I'll add that it was much easier to install PyTorch with GPU support than it was to install TensorFlow with GPU support - at least that's how it was around November of last year. The PyTorch install was painless, whereas we ended up having to build TF from source to work with out setup. Could be different now as I haven't looked at TF since then.

4 comments

> That may be different now with the various flavors of TF (like TF Eager)

Unfortunately, if anything I think it's the opposite. The constant creation and deprecation of TF flavors (tf-eager, tf-slim, tf-learn, keras, tf-estimator, tf.contrib [RIP]) has made reading tensorflow code online somewhat disastrous. Everybody, including the TF team, is using a different API and it's difficult to keep all of them straight. It seems that you're doomed to end up using some combination of many of the above in a way that makes sense to you and your team, adding another confusing model to the pile.

Agree overall, but tf.eager doesn't have much to do with the rest of the list.

tf.contrib is just a module where user-contributed code was stored, which included both low-level constructs and higher level APIs. tf.estimator is an abstraction that is mostly used for productionizing models. tf.slim/tf.learn were indeed redundant with keras (a library developped externally), but were necessary steps before keras became part of tensorflow.

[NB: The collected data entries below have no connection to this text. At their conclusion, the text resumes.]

PR #597, opened 2023-07-03
Use 400 and 401 error codes as OAuth2 documents, accept 400 as webfinger error code

osmaa:


andrewgodwin (approved):
Looks good code wise, just needs pre-commit run locally to make the linter happy!

andrewgodwin (approved):

PR #241, opened 2026-07-31
Follow through on MPI in the dmrgpp Repo

PDoakORNL:
This adds MPI support for real to the cmake, adds actual MPI smoke testing for manyOmegas and adds a MPI ci flavor.  This is needed because I need to really start using MPI in cincuenta and support for that will follow.


dmrg/CMakeLists.txt
```diff
@@ -70,6 +70,47 @@ install(TARGETS dmrg observe toolboxdmrg omegas introspect RUNTIME DESTINATION $
...
+  add_mpi_test(omegas_mpi_dry_run 2 $<TARGET_FILE:omegas> -d -f ${PATH_TO_INPUTS}/inputManyOmegasDryRun.ain)
+  set_tests_properties(omegas_mpi_dry_run PROPERTIES PASS_REGULAR_EXPRESSION "MPI rank=1")
+
+  set(_omegas_mpi_tiny_workdir ${CMAKE_CURRENT_BINARY_DIR}/omegas_mpi_tiny_real)
+  file(MAKE_DIRECTORY ${_omegas_mpi_tiny_workdir})
+
+  add_test(NAME omegas_mpi_tiny_clean COMMAND ${CMAKE_COMMAND} -E rm -f tinyGs.hd5 tinyOmega0.hd5 tinyOmega1.hd5)
+  set_tests_properties(omegas_mpi_tiny_clean PROPERTIES LABELS "MPI" WORKING_DIRECTORY ${_omegas_mpi_tiny_workdir})
+
+  add_test(NAME omegas_mpi_tiny_gs COMMAND $<TARGET_FILE:dmrg> -f ${PATH_TO_INPUTS}/inputManyOmegasTinyGs.ain)
```
masterleinad, line 93: Do we need to check the output in any way?

dmrg/CMakeLists.txt
```diff
@@ -70,6 +70,47 @@ install(TARGETS dmrg observe toolboxdmrg omegas introspect RUNTIME DESTINATION $
...
+    $<TARGET_FILE:omegas>
+    -f
+    ${PATH_TO_INPUTS}/inputManyOmegasTiny.ain
+    -O
+    tinyOmega)
+  set_tests_properties(omegas_mpi_tiny_real PROPERTIES WORKING_DIRECTORY ${_omegas_mpi_tiny_workdir} DEPENDS
+                                                       omegas_mpi_tiny_gs PASS_REGULAR_EXPRESSION "MPI rank=1")
+
+  add_test(NAME omegas_mpi_tiny_outputs
+           COMMAND sh -c "test -f tinyGs.hd5 && test -f tinyOmega0.hd5 && test -f tinyOmega1.hd5")
```
masterleinad, line 109: If these output files are from multiple tests, there should also be multiple checks, right?

PsimagLite/src/CMakeLists.txt
```diff
@@ -47,20 +47,18 @@ target_link_libraries(psimaglite PUBLIC loki)
 
 add_library(psimaglite::psimaglite ALIAS psimaglite)
 
-# find_package(MPI COMPONENTS CXX)
-if(MPI_FOUND)
+if(USE_MPI)
   target_compile_definitions(psimaglite PUBLIC USE_MPI)
```
masterleinad, line 51: That would be a candidate for a configuration header.

CMakeLists.txt
```diff
@@ -60,6 +60,10 @@ else()
 endif()
 
 option(DMRG_BUILD_BATCHED "Enable building with Batched support" ON)
+option(USE_MPI "Enable MPI support" OFF)
```
masterleinad, line 63:
```suggestion
option(DMRGPP_USE_MPI "Enable MPI support" OFF)
```
to avoid clashes with any other (future) packages using the build system.

g1257 (approved):

dmrg/CMakeLists.txt
PDoakORNL: We do in a dependent check test.  But I have cleaned this all up a bit so that should be clear now.

dmrg/CMakeLists.txt
PDoakORNL: yes and should be clear now we're doing that.

PsimagLite/src/CMakeLists.txt
PDoakORNL: I'd rather take the path that this define be "namespaced" as you suggest below and that targets using the headers must also express that dependency in cmake and therefore will get the define.

CMakeLists.txt
PDoakORNL: good idea done

.github/workflows/ci-mpi.yml
```diff
@@ -0,0 +1,51 @@
+name: CI - Ubuntu 24.04 MPI
+
+on:
+  push:
+    branches:
```
masterleinad, line 5: Not sure if we really always want to run for all branches but we do that elsewhere as well. Thus. we should discuss that somewhere else.

.github/workflows/ci-mpi.yml
```diff
@@ -0,0 +1,51 @@
...
+
+    - name: Configure
+      shell: spack-bash {0}
+      run: |
+        spack env activate ${{github.workspace}}/source
+        cmake -S ${{github.workspace}}/source \
+              -B ${{github.workspace}}/build \
+              -GNinja \
+              -DCMAKE_BUILD_TYPE=RelWithDebInfo \
+              -DCMAKE_CXX_FLAGS="-Wall -Wextra -Wno-unused-parameter" \
```
masterleinad:
```suggestion
```
That's the default now.

masterleinad (approved):

.github/workflows/ci-mpi.yml
PDoakORNL: I just copied that but I agree we probably don't.

.github/workflows/ci-mpi.yml
PDoakORNL: You're correct we don't want this CI flavor to be special wrt warnings.

PR #243, opened 2026-08-03
Add cuda ci flavors

PDoakORNL:
Continuing CI updates, testing github's reaction to this workflow.


PDoakORNL:
This is stacked on #241 and I will revise a bit further after that PR is merged.

masterleinad:
> This is stacked on #241 and I will revise a bit further after that PR is merged.

Isn't adding a MPI CI build orthogonal?

.github/workflows/ci-cuda.yml
```diff
@@ -0,0 +1,58 @@
+name: CI - CUDA A30
+
+on:
+  workflow_dispatch:
```
masterleinad, line 4: Why do you have this trigger?
I'm used to run CI on push to `master`.

.github/workflows/ci-cuda.yml
```diff
@@ -0,0 +1,58 @@
...
+  approve-external-pr:
+    name: Approve external PR for CUDA runner
+    if: >-
+      github.event_name == 'pull_request' &&
+      !contains(fromJSON('["OWNER", "MEMBER", "COLLABORATOR"]'), github.event.pull_request.author_association)
+    runs-on: ubuntu-24.04
+    environment: cuda-ci-approval
+    steps:
+    - name: Approval received
+      run: echo "External PR approved for CUDA CI"
```
masterleinad, line 23: How does this `job` work? Do have any workflow run where it's not skipped?

.github/workflows/ci-cuda.yml
```diff
@@ -0,0 +1,58 @@
...
+  cancel-in-progress: false
+
+jobs:
+  approve-external-pr:
+    name: Approve external PR for CUDA runner
+    if: >-
+      github.event_name == 'pull_request' &&
+      !contains(fromJSON('["OWNER", "MEMBER", "COLLABORATOR"]'), github.event.pull_request.author_association)
+    runs-on: ubuntu-24.04
+    environment: cuda-ci-approval
```
masterleinad, line 20: Where is this `environment` defined?

.github/workflows/ci-cuda.yml
```diff
@@ -0,0 +1,58 @@
...
+    steps:
+    - name: Approval received
+      run: echo "External PR approved for CUDA CI"
+
+  build:
+    name: RelWithDebInfo (CUDA, A30)
+    needs: approve-external-pr
+    if: >-
+      always() &&
```
masterleinad, line 29: Do you mean to use `always()` here? Can you explain why?

scripts/ci/run_cuda_step.sh
```diff
@@ -0,0 +1,101 @@
...
+  exit 2
+fi
+
+# This workflow runs on a self-hosted GPU VM.  Dependencies are expected to be
+# provided by a prebuilt, host-local Spack environment rather than rebuilt for
+# each CI run.  Override these paths with GitHub Actions variables or runner
+# environment variables if the VM layout changes.
+spack_setup="${DMRGPP_CUDA_SPACK_SETUP:-/scratch/spack/share/spack/setup-env.sh}"
+spack_env="${DMRGPP_CUDA_SPACK_ENV:-/scratch/spack_envs/dmrgpp}"
+cuda_root="${DMRGPP_CUDA_ROOT:-/usr/local/cuda-12.6}"
```
masterleinad, line 18: Are you intending to use this script outside of the CI? For the CI, it seems we are stroing all these settings already in the repository.

.github/workflows/ci-cuda.yml
PDoakORNL: This is not a needed feature, I'll drop it.

.github/workflows/ci-cuda.yml
PDoakORNL: Yes, this job runs for PR authors outside those three trusted GitHub associations. It is the
 approval gate before allowing their code onto the self-hosted CUDA runner. I’ll simplify the expression to make that clearer.

.github/workflows/ci-cuda.yml
PDoakORNL: This is setup for the project in the github UI.  This part was pretty clunky but it should let us use the github.com UI instead of using a hacky method like waiting on a comment from a trusted user that matches a particular regex.

.github/workflows/ci-cuda.yml
PDoakORNL: Just for the record I am not this knowledgeable about github runners, this would remain unknown to me without GPT-5.6.

For a trusted PR, the approval job is intentionally skipped. GitHub Actions normally skips a job when one of its "needs: jobs" was skipped, before evaluating the rest of its condition. always() tells Actions to evaluate the build condition anyway.

 Then the remainder says:

 - trusted author → run CUDA build;
 - untrusted author → run only if the approval job succeeded.

So always() does not bypass the approval gate; it only prevents trusted PRs from being skipped because their unnecessary
 approval job was skipped.

https://docs.github.com/en/actions/how-tos/write-workflows/choose-what-workflows-do/use-jobs#example-not-requiring-successful-dependent-jobs

scripts/ci/run_cuda_step.sh
PDoakORNL: So here the idea is that we have fallbacks that match the CI machine configuration without having to go into the github GUI or API and set these variables.  So you could for instance in a fork setup your own CI and set these variables DMRGPP_CUDA_ROOT, etc. for the runner and your own CI runner.  This sounds unnecessary as I write it out.

scripts/ci/run_cuda_step.sh
```diff
@@ -0,0 +1,101 @@
...
+    if [[ -n "${CUDA_HOME:-}" ]]; then
+      cuda_root_args+=("-DCUDAToolkit_ROOT=${CUDA_HOME}")
+    fi
+
+    cmake -S "${source_dir}" \
+          -B "${build_dir}" \
+          -GNinja \
+          -DCMAKE_BUILD_TYPE=RelWithDebInfo \
+          -DCMAKE_CXX_COMPILER=/usr/bin/g++-13 \
+          -DCMAKE_CXX_FLAGS="-Wall -Wextra -Wno-unused-parameter" \
```
masterleinad:
```suggestion
```

scripts/ci/run_cuda_step.sh
```diff
@@ -0,0 +1,101 @@
...
+          -DCMAKE_COMPILE_WARNING_AS_ERROR=ON \
+          -DFETCHCONTENT_TRY_FIND_PACKAGE_MODE=NEVER \
+          -DKokkos_ENABLE_CUDA=ON \
+          -DKokkos_ARCH_AMPERE80=ON \
+          -DKokkos_ENABLE_CUDA_LAMBDA=ON \
```
masterleinad: Not necessary and might result in errors for later Kokkos versions.
```suggestion
```

scripts/ci/run_cuda_step.sh
PDoakORNL: But I'd like to leave these overrides intact for forks or alternate cuda-versions

masterleinad (approved):

quantumsteve (approved):

quantumsteve:
Any idea why `-DCMAKE_COMPILE_WARNING_AS_ERROR=ON` is set yet there are many warning messages in the logs?

masterleinad:
> Any idea why `-DCMAKE_COMPILE_WARNING_AS_ERROR=ON` is set yet there are many warning messages in the logs?

`CMAKE_COMPILE_WARNING_AS_ERROR` just sets the C++ flag "-Werror" but not the CUDA one `-Werror=all-warnings`.

masterleinad (approved):

PR #245, opened 2026-08-05
Always build with batched support

masterleinad:
I don't see a good reason to make this an option.
Note that this is somewhat of a misnomer: https://github.com/dmrgpp-project/dmrgpp/blob/9438824a58481b6d1a69add55de96c72799b3909/dmrg/Engine/MatrixVectorKron/BatchedGemmInclude.hh#L1-L11

### DIFF
--- a/CMakeLists.txt
+++ b/CMakeLists.txt
@@ -65,10 +65,7 @@ if(CMAKE_CXX_COMPILER_ID MATCHES "GNU|Clang")
   add_compile_options(-Wall -Wextra -Wno-unused-parameter)
 endif()
 
-option(DMRG_BUILD_BATCHED "Enable building with Batched support" ON)
-
-include(CMakeDependentOption)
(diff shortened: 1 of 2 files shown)


g1257:
Yes, this is fine. This code path will always be compiled in but only activated if BatchedGemm is in SolverOptions then; which is the default even now. 
I want to find time to work a bit on decreasing compile times (worst case for the release one is around 6 minutes right now); see also https://github.com/dmrgpp-project/dmrgpp/issues/246

masterleinad:
Given what the option actually does, i.e., selecting the plugin path for the `BatchedGemm` implementation, we should probably rather just rename the option. Even with the option turned off, the `BatchedGemm` solver setting is still supported.

quantumsteve (approved):
`DMRG_BUILD_BATCHED` is an artifact from GPUPlugin being separate.

masterleinad:
Let's go with https://github.com/dmrgpp-project/dmrgpp/pull/247 instead.

PR #253, opened 2026-08-07
Eliminate unused alpha, beta, transa and transb arrays

quantumsteve:
While replacing dmrg_malloc with Kokkos::view and kokkos_malloc, it looks like several arrays are unused.


dmrg/GPUPlugin/dmrg_magma.h
```diff
@@ -139,6 +139,47 @@ static void magmablas_Xgemm_vbatched_max_nocheck(magma_trans_t
...
+	    *reinterpret_cast<magmaDoubleComplex*>(&beta),
+	    reinterpret_cast<magmaDoubleComplex**>(dC_array),
+	    lddc,
+	    batchCount,
+	    max_m,
+	    max_n,
+	    max_k,
+	    queue);
+}
+
```
masterleinad, line 141: Do we need both the interface using `std::complex` and the one using `Kokkos::complex`? Is the former one still used after this pull request?

masterleinad (approved):

PR #259, opened 2026-08-13
Update README

g1257:


HowToCiteDMRGPP.md
```diff
@@ -0,0 +1,50 @@
+## How To Cite This Work
```
PDoakORNL, line 1: Apparently the "github" way to do this is to use a 
CITATION.cff file.
(https://docs.github.com/en/repositories/managing-your-repositorys-settings-and-features/customizing-your-repository/about-citation-files)
They can look quite similar to this although I guess are technically yaml but I think we probably should do that since the machine lords seem to be standardizing on that and its little different from this.

PDoakORNL (approved):
Consider the HowToCiteDMRGPP.md->CITATION.cff and the small formatting change around the bibtex

PR #261, opened 2026-08-13
Document and clean up the non-equilibrium DMFT ED input

PDoakORNL:
## Summary

- Documents the non-equilibrium DMFT (neq-DMFT) exact-diagonalization solver's input format for a new, non-developer user, and completes the previously incomplete equilibrium input reference table.
- Locates cincuenta's design docs/diagrams and input documentation in cincuenta/doc
- Cleans up `NeqSolver=` input handling: collapses the previous three-way `tdmrg`/`gbek`/bare-ED dispatch down to two real choices, `"ed"` (default) and `"tdmrg"`. `ImpuritySolverNeqGBEK` at `NeqBathRank=0` provably delegates entirely to `ImpuritySolverNeqExactDiag`, so bare ED was never a distinct method -- just the L=0 case of GBEK exposed as its own solver string. Unrecognized `NeqSolver=` values now error instead of silently falling through to ED.
- Fixes a real inconsistency: `NeqAtomicLimit=1` forced the lattice-side hopping to zero unconditionally, but the impurity-side bath substitution only happened on the old `"gbek"` branch -- so a bare-ED run with `NeqAtomicLimit=1` combined a zero-hopping lattice with a nonzero-bath impurity Hamiltonian. `NeqSolver="tdmrg"` + `NeqAtomicLimit=1` (untested) is now rejected with a clear error instead.
- Skips the equilibrium bath fit entirely when `NeqAtomicLimit=1`, since its result was always discarded -- removes the need for a placeholder `NumberOfBathPoints>=1` just to keep the bath-fit minimizer from erroring on zero free parameters.

🤖 Generated with [Claude Code](https://claude.com/claude-code)


PDoakORNL:
On further thinking about this I tightened up the consistency of the neq input further and no longer accept nonsense input for `ChemicalPotential` in the `NeqAtomicLimit=1` case or when `FittingOptions=ParticleHoleSymmetric`. Previously you could just put whatever value you wanted in there and the code used U/2 for ChemicalPotential on its own.  I personally really dislike this sort of behavior from Scientifc codes. If it is in the input it should do something and it should not contradict other input.

g1257 (approved):

PR #263, opened 2026-08-14
Build script for end users

### LINKED ISSUE #260: Create optional compilation script
For end-users that want a managed solution after they have cloned until the executables are produced.

One script to rule them all:
```
./compile
```
[create build directory; asks whether user wants cpu_only; if yes, determines Linux or mac and runs cmake with correct options; else asks user whether AMD or NVIDIA and runs cmake with correct options; may run make and install also automatically]
 
Supports unattended run
```
./compile --non-interactive  --gpu=amd
```

g1257:
DMRG++ is distributed in source code form. This PR creates a build script that helps end users after the git clone (after they have the source) until and including building the executables: it creates a build directory, runs cmake with correct options for release;  GPU support will be added in the future.

Closes https://github.com/dmrgpp-project/dmrgpp/issues/260


configure.sh
```diff
@@ -0,0 +1,41 @@
...
+source_dir=$(cd -- "$(dirname -- "${BASH_SOURCE[0]}")" && pwd)
+build_dir="${source_dir}/build"
+
+mkdir -p "${build_dir}"
+
+cmake_options=(
+    -DCMAKE_BUILD_TYPE=Release
+    -DCMAKE_COMPILE_WARNING_AS_ERROR=ON
+    -DKokkosKernels_ENABLE_TPL_BLAS=ON
+    -DKokkosKernels_ENABLE_TPL_LAPACK=ON
```
masterleinad: You don't need that anymore.
```suggestion
```

configure.sh
```diff
@@ -0,0 +1,41 @@
...
+)
```
masterleinad: Do end users need any of that? Isn't it enough to just call `cmake` without any extra arguments? `Release` vs `RelWithDebInfo` is debatable, of course.

configure.sh
```diff
@@ -0,0 +1,41 @@
...
+
+if [[ $(uname -s) != Darwin ]]; then
+    cmake_options+=(
+        -DBUILD_SHARED_LIBS=OFF
+    )
+fi
```
masterleinad: What's that about?

configure.sh
```diff
@@ -0,0 +1,41 @@
...
+
+cmake -S "${source_dir}" -B "${build_dir}" "${cmake_options[@]}"
+make -C "${build_dir}" -j "$(computeProcsForMake)"
```
masterleinad:
```suggestion
cmake --build "${build_dir}" -j "$(computeProcsForMake)"
```
or just
```suggestion
cmake --build "${build_dir}" -j
```

configure.sh
```diff
@@ -0,0 +1,41 @@
...
+    else
+        nprocs=$(nproc)
+    fi
+
+    if (( nprocs > 3 )); then
+        echo $((nprocs - 2))
+    else
+        echo 1
+    fi
+}
```
masterleinad, line 20: Not sure if we need such an elaborate setup.

masterleinad (commented):
I really think users only need
```bash
source_dir=$(cd -- "$(dirname -- "${BASH_SOURCE[0]}")" && pwd)
build_dir="${source_dir}/build"
cmake -S "${source_dir}" -B "${build_dir}"
cmake --build "${build_dir}" -j
```
but I might be biased.

configure.sh
g1257: What do you suggest to use?

configure.sh
g1257: -DCMAKE_COMPILE_WARNING_AS_ERROR should be OFF actually for users. I guess I'll just remove it because it must default to OFF, I imagine.

Release should be preferred for users.

configure.sh
g1257: Either gpt 5.6 or I hallucinated it. I'll remove.

configure.sh
masterleinad: Is it really a problem for this project to use the maximum hardware concurrency (which would imply using `-j` without arguments in the `CMake` build call)? On my M1, I'm seeing a peak memory usage of around 1.3 GB.

configure.sh
```diff
@@ -0,0 +1,32 @@
+#!/usr/bin/bash
```
masterleinad: `/usr/bin/bash` doesn't exist for me. `/bin/bash` appears to be more standard.
```suggestion
#!/bin/bash
```

masterleinad (commented):
A `configure.sh` script normally doesn't invoke the "build" step. Would rather want to name it `build.sh`?

configure.sh
```diff
@@ -0,0 +1,32 @@
...
+source_dir=$(cd -- "$(dirname -- "${BASH_SOURCE[0]}")" && pwd)
+build_dir="${source_dir}/build"
+
+mkdir -p "${build_dir}"
+
+cmake_options=(
+    -DCMAKE_BUILD_TYPE=Release
+)
+
+cmake -S "${source_dir}" -B "${build_dir}" "${cmake_options[@]}"
```
masterleinad:
```suggestion
cmake -S "${source_dir}" -B "${build_dir}" -DCMAKE_BUILD_TYPE=Release
```

configure.sh
g1257: It is in virtual machines even if you don't oversubscribe. It freezes for a minute or so in some cases.

masterleinad (approved):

What made me fall in love with PyTorch was also that the "neural network training process" is defined almost as it is in theory, in code in PyTorch

- loop through epochs

- loop through each batch

- run a forward pass for the batch ( model(batch) )

- calculate the loss for the batch ( criteria(y, yprim)

- compute the gradients/backprop ( loss.backward() )

- update the weights (optimizer.step())

This really enforced everything I learned and I think breaks down the problem. All this of course in addition to everything else already mentioned, and super convenient module/network building and definition.

Yes! Exactly.
I will add further to this point.

There will be bad model code in both PyTorch and TensorFlow. The difference is that, bad PyTorch code reads like bad Python code, and I've accumulated a lot of experience reasoning through bad Python code. Bad TensorFlow code can come from any one of of the history of paradigms that TF has gone through, and I don't even know if it's bad or just some funky new TF functionality I'm unfamiliar with.

> I don't even know if it's bad or just some funky new TF functionality I'm unfamiliar with.

Yes, Javascript features and frameworks have evolved quite fas... oh wait

Yes, installing Pytorch with Cuda support has been unbelievably simple. I've never had trouble with simply pip installing it in my venv.